I just got some good advice elsewhere about how to set up for pairing, size requirements, etc. and on safeguarding against any leftover nasties. Now I just need advice regarding my previous question #2 about purchasing when fish aren't available locally.


----------



## GotTanked (Aug 1, 2009)

Could you share some advice? I stopped by the LFS and saw their Bolivian Ram stock... it looked like it had ich! But generally looked healthy, etc.

I have the exact opposite problem... got a good local source, need help sexing, selecting a pair or how many for my 30g long tank, etc.


----------



## oakleyhoma (Aug 8, 2009)

You might want to ask your LFS about that. Not sure what advice you want... my understanding is that sexing is difficult and prone to error. If you can identify male and female - some say no problem with pairing if you just get two. Many others however say get several, they need to choose their mate. In a 30g, many sources seem to say two would fit. With a ram-only tank, one credible source told me two pairs could work and that much more interesting behavior could be seen.


----------



## Dutch Dude (Sep 14, 2006)

Hi there.

A light level of 2 WPG is high and not low lighted. The Java Fern and anubia's can do with lower light levels and you have to be aware there might be some algea on the leaves. The hygrophilia is indeed a very fast growing plant and does need high light levels like 2 WPG. They also need nutritious rich watter. If they start to do poor after a while you might want to consider Egeria densa. Those are more adaptable and grow even faster and are cheap as dirt.

Your tapwater is suitable for most SA cichlid and defenately suitable for Bolivians. Bolivians are hardy fish and perfect for someone new to the hobby but also interesting for the more experienced. They do best in groups of 5 or more but your tank is to tight for it. A pair can give troubles if the male is ready to breed but the female not. In that case it happens that a male chases the female to death or at least stress her out. A number of 3 is always the porest choice one can make. Two fish will bully the weakest all the time. So in your case 4 Bolivians might be the best BUT,.....you need to make plenty of territorial markers so it will be easy for them to make a small territory. I'd say skip the tetras. The 4 bolivians will provide you with plenty of fun. I do recommend a BN for algea control. If you add Oto's never add just 2. They do better in larger groups and minimum number should be 5. Oto's are wonderful funny fish but are delicate if it comes to water qualety. Sword tails, platies and guppies are also fine in your set up. They perfectly handle the lower temps Bolivians need, will do fine in the set up, are hardy and produce live food for the Bolivians :wink: Some of the fry might manage dough but I expect the Bolivians keep the number of fry under control with is a good thing with livebearers.
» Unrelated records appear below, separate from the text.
PR #112, opened 2019-08-14
Update HdrHistogram_c 0.9.8 -> 0.9.11

oschaaf:


oschaaf:
The coverage failure that was reported in CI is addressed in https://github.com/envoyproxy/nighthawk/pull/114

PR #114, opened 2019-08-14
Fix the test we have for respecting log verbosity

oschaaf:
The c++ test started failing when landing on master, because
it conflicts with the new test methology which uses sharding.
(The stderr capturing we used breaks when running in sharded mode)

Move the test to a python-based integration-test equivalent.
Also, reduce log noise in the tests.

### DIFF
--- a/integration/test_integration_basics.py
+++ b/integration/test_integration_basics.py
@@ -21,7 +21,7 @@ class TestHttp(HttpIntegrationTestBase):
     Runs the CLI configured to use plain HTTP/1 against our test server, and sanity
     checks statistics from both client and server.
     """
-    parsed_json, logs = self.runNighthawkClient([self.getTestServerRootUri()])
+    parsed_json, _ = self.runNighthawkClient([self.getTestServerRootUri()])
     counters = self.getNighthawkCounterMapFromJson(parsed_json)
     self.assertEqual(counters["benchmark.http_2xx"], 25)
     self.assertEqual(counters["upstream_cx_destroy"], 1)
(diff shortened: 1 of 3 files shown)


integration/test_integration_basics.py
```diff
@@ -214,9 +214,27 @@ def test_prefetching(self):
...
         "--duration 1", "--rps 1", "--prefetch-connections", "--connections 50",
         self.getTestServerRootUri()
     ])
     counters = self.getNighthawkCounterMapFromJson(parsed_json)
     self.assertEqual(counters["upstream_cx_http1_total"], 50)
+
+  def test_log_verbosity(self):
+    """
+    Test that that the specified log verbosity level is respected.
+    This tests for a sentinel we know is only writter when the level
```
htuch: Nit: writter --> right?

integration/test_integration_basics.py
```diff
@@ -192,15 +192,15 @@ def test_h2_tls_context_configuration(self):
...
+    parsed_json, logs = self.runNighthawkClient([
         "--duration 1",
         "--tls-context {common_tls_context:{tls_params:{cipher_suites:[\"-ALL:ECDHE-RSA-AES128-SHA\"]}}}",
         self.getTestServerRootUri()
     ])
     counters = self.getNighthawkCounterMapFromJson(parsed_json)
     self.assertEqual(counters["ssl.ciphers.ECDHE-RSA-AES128-SHA"], 1)
 
-    parsed_json = self.runNighthawkClient([
+    parsed_json, logs = self.runNighthawkClient([
```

Jeff is reputable and I expect it will be fine to order from him. Never buy Bolivians smaller as 1 !!! Never buy ill fish! Ich is not dificult to cure but it indicates poor health or a hard time.

Ruurd


----------



## oakleyhoma (Aug 8, 2009)

Thanks Ruurd, good points. I might consider foregoing e.g., tetras in order to keep two pairs. Someone experienced with them suggested maybe two pairs in order to get more social behavior. Problem is I'm limited to 30g at present. With good territorial markers and no more than a pleco, do you think four really is not exceeding my tank capacity? Also, what did you mean by

--- never buy Bolivians smaller as 1---? Never smaller than one inch size?


----------



## Dutch Dude (Sep 14, 2006)

Hi there,



> --- never buy Bolivians smaller as 1---? Never smaller than one inch size?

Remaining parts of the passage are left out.